TIMES
POSTCARD
Who says prices are rising?
By Rajpal Abeynayake
The President says she will do anything to save the Mechanism.A
friend of mine says that he will do anything to keep his television
--- because, the way the bills are going up, the tube will shut
itself off.
There
is nothing to see on the tube except those who say "Mechanism
Mechanism Mechanism.''
But, still my pal wants the television on.
It's like the fireplace in his house.
He says it gives him warmth.
He
has noticed that things are getting rickety and rackety in the country.
Train services, bus services - most public services are creaking.
But it's the television that is keeping him un-informed of these
developments, but informed of the Mechanism.
The President, he heard, said sometime recently that the Mechanism
is not a Mechanism at all.
But
since everybody calls it the Mechanism anyway, he has figured out
that the Mechanism is tied to his fuel bill.
Each time the fuel bill rises, the more times various people on
television say "the Mechanism'' is important.
His
three-wheeler driver keeps talking of the Mechanism.
By the time the three wheeler gets to his destination, he invariably
says "mechanism'' in so many ways, that my friend is convinced
that it is his Mechanism also, to make sure that his price increase
is not just appropriate -- but over and above the increase slapped
on fuel.
In Kandy they opened a car park when I was there over the weekend.
Pirith was chanted, and a foreign friend was left wondering what
a car park opening has got to do with a ban on the sales of beer.
It's
propitious to declare open a car park on a day when fuel prices
are raised. Few really can remember for which time it was raised??
6th wasn't it? It doesn't make a difference.
Even as the car park was being opened and the fuel prices were going
up in Kandy, there was another Mechanism matter going on.
A monk was fasting.
People
went mechanically by -- as if they were afraid that stopping to
catch the scene will keep them from their busy schedules - - which
will keep them from using their cars, which in turn will keep them
from using their spanking new car park.
But
in Kandy itself, everything seemed to happen so mechanically and
so predictably that it seemed that Mechanism was not just an utterance
that trips off the tongue of politicians such as G. L. Peiris or
Samamraweera. The President came - - they closed the roads. The
car park came, they closed the bars.
A
monk began fasting, and Kandy had all the events it could take.
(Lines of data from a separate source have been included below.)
Issue #1053, opened 2020-06-04
GUIs drawing out of bounds in GOP


porres:
Some GUI objects, like iemguis might draw in the parent patch even if outside the graphed range in a GOP, which is bad.

For instance, a radio button will draw on parent if you change its number of cells via a the number message.

See below.

<img width="254" alt="Screen Shot 2020-06-04 at 13 04 22" src="https://user-images.githubusercontent.com/5360142/83780796-05a71d80-a664-11ea-9709-0c734d8e3e38.png">

check the patch: 
[test-GOP.pd.zip](https://github.com/pure-data/pure-data/files/4731328/test-GOP.pd.zip)

Above, the radio button is not actually on the parent, but the subpatch - so you can't click on it or anything.

When setting sendreceive names to empty in iemguis, inlets/outlets will also get drawn.

A similar issue is if you have a GOP inside a GOP that is also outside the graphed range and you change its size via messages.

porres:
I've fixed this for iemgui radios, but there should be more similar fixes to be done for other objects, I'll look through

HenriAugusto:
Somewhat related: issue #752 and PR #627

porres:
> Somewhat related¹: issue #752 and PR #627

Cool,  didn't know #627 would also take care of that... :) 

that looks like a much better way indeed to deal with the drawing issue of 'gop' abstractions nested in other 'gop' but outta bounds.

I can gladly revert the last commit of my PR ( https://github.com/pure-data/pure-data/pull/1079/commits/d6d2218853a7a5f60201bc68f3ec8ad7549f3651 ) in favor of that one!

porres:
fixed in master

PR #1079, opened 2020-06-28
prevent iemguis from drawing when they're out of bounds in a 'GOP'

porres:
closes https://github.com/pure-data/pure-data/issues/1053

### DIFF
--- a/src/g_all_guis.c
+++ b/src/g_all_guis.c
@@ -393,7 +393,7 @@ void iemgui_send(void *x, t_iemgui *iemgui, t_symbol *s)
     iemgui->x_snd = snd = canvas_realizedollar(iemgui->x_glist, snd);
     iemgui->x_fsf.x_snd_able = sndable;
     iemgui_verify_snd_ne_rcv(iemgui);
-    if(glist_isvisible(iemgui->x_glist))
+    if(glist_isvisible(iemgui->x_glist) && gobj_shouldvis((t_gobj *)x, iemgui->x_glist))
         (*iemgui->x_draw)(x, iemgui->x_glist, IEM_GUI_DRAW_MODE_IO + oldsndrcvable);
 }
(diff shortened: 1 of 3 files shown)


porres:
reverted my last commit in favor of https://github.com/pure-data/pure-data/pull/627 - which feels like a much better way to handle this

umlaeute:
thanks for reverting. i force-pushed the older-revision (so now this PR contains only the wanted commits, and lacks the obsolete commit and it's reversion - which i think is much cleaner).
make sure to update your local branch to the new HEAD, before committing again (lest d6d2218853a7a5f60201bc68f3ec8ad7549f3651 and e1410a327766efb49ab08f8fbd9362bdd5a4b149 creep in again)

porres:
> thanks for reverting. i force-pushed the older-revision (so now this PR contains only the wanted commits

Ok, I wondered if we should do this, because I wanted to keep record that I also wanted to fix that in a different way. But it's alright if we keep the comments.

> make sure to update your local branch to the new HEAD, before committing again

Ok, sure, but this is quite certainly done ;)

umlaeute:
afaict there's still some inconsistencies, e.g. when moving an iemgui out of the GOP-rectangle with `delta` or `pos` messages (which will keep drawing the iemgui even though it should not).

otoh, it might sometimes be useful to be able to spill over the GOP boundaries...

porres:
> otoh, it might sometimes be useful to be able to spill over the GOP boundaries...

like when?

umlaeute:
e.g. creating an abstraction that is the source of an in-canvas particle system (creative coding anybody?)

or more practical: a browser-style alert-box that "blanks" (hides) the surrounding patch while active.

Spacechild1:
someone's bug is always someone else's feature ;-)

PR #1226, opened 2020-11-21
Fix disabled Help menu items on macOS

danomatika:
This PR adds a patch for Tk 8.6.10 on macOS which fixes items in the Help menu being disabled after windows are cycled and not re-enabled. This is basically a fresh bugfix back port from upstream Tk development and is an alternate to #991.

Also, the `mac/patches/README.txt` has been updated with info on what each patch does.

### DIFF
--- a/mac/patches/README.txt
+++ b/mac/patches/README.txt
@@ -40,6 +40,7 @@ Fixes key release events and adds repeat handling, see
 Fixes help menu items disabling after switching windows, see
 
 	https://core.tcl-lang.org/tk/info/ad7edbfafdda63e6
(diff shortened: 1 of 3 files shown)


danomatika:
@sebshader Commit 9eb4c9a keeps the Tcl reenable code but reframes it. I think it's fine to leave it for now in case people use a different Tk, ie. installed via homebrew, but maybe I'm wrong about that and its only 1 person.

Actually, I found that I had put the original hack in place in f1ddb580e97907b189c0864a9833e23fd24efbd1. It must have been a quick thing in the middle of some UI work as I don't remember doing it.

PR #1228, opened 2020-11-21
Update/soundfile

Spacechild1:
* fix bound checking + redundant/wrong `strncat` usage in `*_addextension` methods (found by a GCC warning)
* small improvements + fix some race conditions in readsf~/writesf~ child threads (passes my tests, but please double check!)


danomatika:
Couldn't the filename buffer be overrun when using `strcpy` if the filename is absurdly long?

Spacechild1:
We already check the size with `if (len + 4 >= size)`, so we know that there's enough space.

danomatika:
Ok, looks good to me then.

danomatika (approved):

Issue #1229, opened 2020-11-24
[net objects] problem with Android


Ant1r:
Latest version of network objects `[netsend]` and `[netreceive]` don't work in Android (at least for me).
They signal the error `Invalid value for ai_flags`.

I discovered that removing the setting of `AI_ALL` and `AI_V4MAPPED` flags in:
https://github.com/pure-data/pure-data/blob/c8af32521e9c723bfb2c83fbdd798b30461876f7/src/s_net.c#L55-L65
was doing the job: the error is cleared and my patches work properly.

These flags seem not to be allowed for this platform, see for example https://stackoverflow.com/questions/39674147/getaddrinfo-on-android-returning-error-eai-badflags .

Not sure how it should be cleanly fixed however.

Spacechild1:
Thanks for the report!

`The getaddrinfo function as implemented in	FreeBSD	currently does not
     support AI_ALL and	AI_V4MAPPED flags and returns EAI_BADFLAGS if one of
     them is specified.`

https://www.freebsd.org/cgi/man.cgi?query=getaddrinfo&sektion=3&manpath=FreeBSD+7.2-RELEASE

*Ugh*

So how can you send to an IPv4 address from an IPv6 socket if you can't obtain IPv4 mapped addresses!?

One thing we could do is catch `EAI_BADFLAGS` and simply default to IPv4...

@danomatika Any other ideas?

danomatika:
>One thing we could do is catch EAI_BADFLAGS and simply default to IPv4...

Do this in a FREEBSD define as it's clearly a platform-specific limitation for now.

danomatika:
Same for Android, if that's how the platform works as well. If they both do that in the same way, then maybe just do without without the defines.

danomatika:
This is also *bad news* for libpd, great.

Spacechild1:
yeah, it is certainly easier to simply disable IPv6 networking on BSDs and Android.

However, by catching the error, IPv6 support will magically work once the libc bug gets fixed.

> I wanted to release libpd 0.12 based on the 0.51-3 tag. :P

Yeah, bummer.

Anyway, I can make a PR and ask @Ant1r to test it. Maybe Miller is willing to make a 0.51-4 release. He wouldn't even need to create new packages, as the bug doesn't affect Windows and macOS. Also, there have been pettier reasons for bugfix releases in the past. :-)

danomatika:
[...]

PR #1232, opened 2020-11-26
addrinfo_get_list: hack for Android and BSDs

Spacechild1:
The BSD libc currently has a bug where `getaddrinfo()` returns `EAI_BADFLAGS` for the `AI_ALL` and `AI_V4MAPPED` flags.
This essential means that we can't use dual stack sockets, so we simply fall back to IPv4.

NOTE: this apparantly also affects Android!

Fixes https://github.com/pure-data/pure-data/issues/1229

### DIFF
--- a/src/s_net.c
+++ b/src/s_net.c
@@ -71,6 +71,14 @@ int addrinfo_get_list(struct addrinfo **ailist, const char *hostname,
          * so we fall back to IPv4 networking... */
     if (result == EAI_BADFLAGS)
     {
+        static int warned = 0;
+        if (!warned)
+        {
+            fprintf(stderr, "Warning: can't create IPv6 dual-stack socket - falling "
+                "back to IPv4. (This is a known bug in the BSD libc, which doesn't "
+                "implement the AI_ALL and AI_V4MAPPED flags for getaddrinfo().)\n");
+            warned = 1;
+        }
         hints.ai_family = AF_INET;
         hints.ai_flags = AI_PASSIVE;
         result = getaddrinfo(hostname, portstr, &hints, ailist);
--- a/src/s_net.c
+++ b/src/s_net.c
@@ -69,7 +69,6 @@ int addrinfo_get_list(struct addrinfo **ailist, const char *hostname,
          * NOTE: this also seems to affect Android!
          * In practice, this means we can't use dual stack sockets,
          * so we fall back to IPv4 networking... */
-#if defined(__ANDROID__) || defined(__FreeBSD__ ) || defined(__NetBSD__) || defined(__OpenBSD__)
     if (result == EAI_BADFLAGS)
     {
         hints.ai_family = AF_INET;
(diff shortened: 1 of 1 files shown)


Spacechild1:
This PR was successfully tested by @Ant1r on Android, see https://github.com/pure-data/pure-data/issues/1229#issuecomment-734219532.

Spacechild1:
@millerpuckette Hi Miller, I think Dan would like to make a new libpd release based on the most recent Pd tag, but the current netobject issue is a showstopper, as libpd is used a lot on Android...

Could you imagine doing a quick Pd 0.51-4 release only containing this fix? It could be source only, there's no need to produce any binaries, because it doesn't affect Windows or macOS.

src/s_net.c
```diff
@@ -62,7 +63,21 @@ int addrinfo_get_list(struct addrinfo **ailist, const char *hostname,
...
     portstr[0] = '\0';
     sprintf(portstr, "%d", port);
-    return getaddrinfo(hostname, portstr, &hints, ailist);
+    result = getaddrinfo(hostname, portstr, &hints, ailist);
+        /* There's currently a bug in the BSD libc where getaddrinfo()
+         * will return EAI_BADFLAGS for the AI_ALL and AI_V4MAPPED flags.
+         * NOTE: this also seems to affect Android!
+         * In practice, this means we can't use dual stack sockets,
+         * so we fall back to IPv4 networking... */
+#if defined(__ANDROID__) || defined(__FreeBSD__ ) || defined(__NetBSD__) || defined(__OpenBSD__)
```
umlaeute, line 72: why is this protected by ifdefs?
or put otherwise: what's the drawback on other OSs, to try again IPv4 only, if the dual-stack attempt failed (for whatever reasons, bug or not)

Spacechild1: I first had this without the #ifdef. My reasoning for the #ifdef was that we should only use the fallback on platforms which have the known BSD libc bug and on other platforms report the error as is. On the other hand, those other platforms probably won't ever show this error in the first place... So yes, I might get rid of the #ifdef again and only keep the comment.

BTW, what about printing a warning to stderr the first time 'EAI_BADFLAGS` occurs?

Ant1r:
Cool, will try on Android ASAP.

Ant1r:
OK, this last version seems working fine on Android!

danomatika:
This looks good to me and can be modified in the future if/when this changes.

danomatika:
@millerpuckette Would it be possible to accept this for a small, source-only 0.51-4 release? I'm ready to put out libpd 0.12 and it would be great to base it off of a Pd version tag. Originally, this was going to be Pd 0.51-3 but without this fix, networking is broken for BSD and Android.

millerpuckette:
I've been considering putting out a 0.51-4 anyway to add the windows
save-to-/tmp/foo.wav bug fix.  I think I can get it togehter this weekend
to put an official release out.
cheers
M

danomatika:
@millerpuckette Ok, what we can do is merge this PR into the develop branch and collect anything else obvious. I assume you want to keep it quick and limited. I will write a mail to pd-dev with a list.

PR #1236, opened 2020-12-08
change width and height to be correct after update idletasks in ::pd_bindings::patch_configure

sebshader:
due to the different way tk handles timing (on osx at least) in the current 8.6 branch, the incorrect width and height might be the last values sent to pd (as of tk commit: https://core.tcl-lang.org/tk/info/491f5a56ddf503da). Therefore they should be set to the correct values after update idletasks

### DIFF
--- a/tcl/pd_bindings.tcl
+++ b/tcl/pd_bindings.tcl
@@ -347,6 +347,8 @@ proc ::pd_bindings::patch_configure {mytoplevel width height x y} {
     if {$width == 1 || $height == 1} {
         # make sure the window is fully created
         update idletasks
+        set width [winfo width $mytoplevel]
+        set height [winfo height $mytoplevel]
     }
     pdtk_canvas_getscroll [tkcanvas_name $mytoplevel]
     # send the size/location of the window and canvas to 'pd' in the form of:


danomatika:
This looks good to me. I can't imagine it breaking anything. @sebshader is there an example patch that causes issues this solves?

sebshader:
@danomatika if you use the current 8.6 branch from tk (anytime after the above commit) you get weird behavior with window geometry bc the "Configure" reports the width and height as 1 to canvas setbounds before the window is fully created. Here's the simple patch I was using to test: 
[smallwin.txt](https://github.com/pure-data/pure-data/files/5668492/smallwin.txt)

It wore an air of a happening city - - with the net result that
when people woke up they found suddenly that that oil prices and
electricity prices are all either going or are already gone through
the roof. But they had been almost mechanically made immune to such
developments. They walked. They listened, as more politicians said
Mechanism over television many times over.
Mr
Weerawansa said the ceasefire is something like a motor, which is
wired to explode. He said it so passionately that a lot of people
mechanically went for the remote control. But every channel said
Mechanism. There was no point controlling it - no one had a remote
chance. As the JVP says, maybe pulling the plug might help.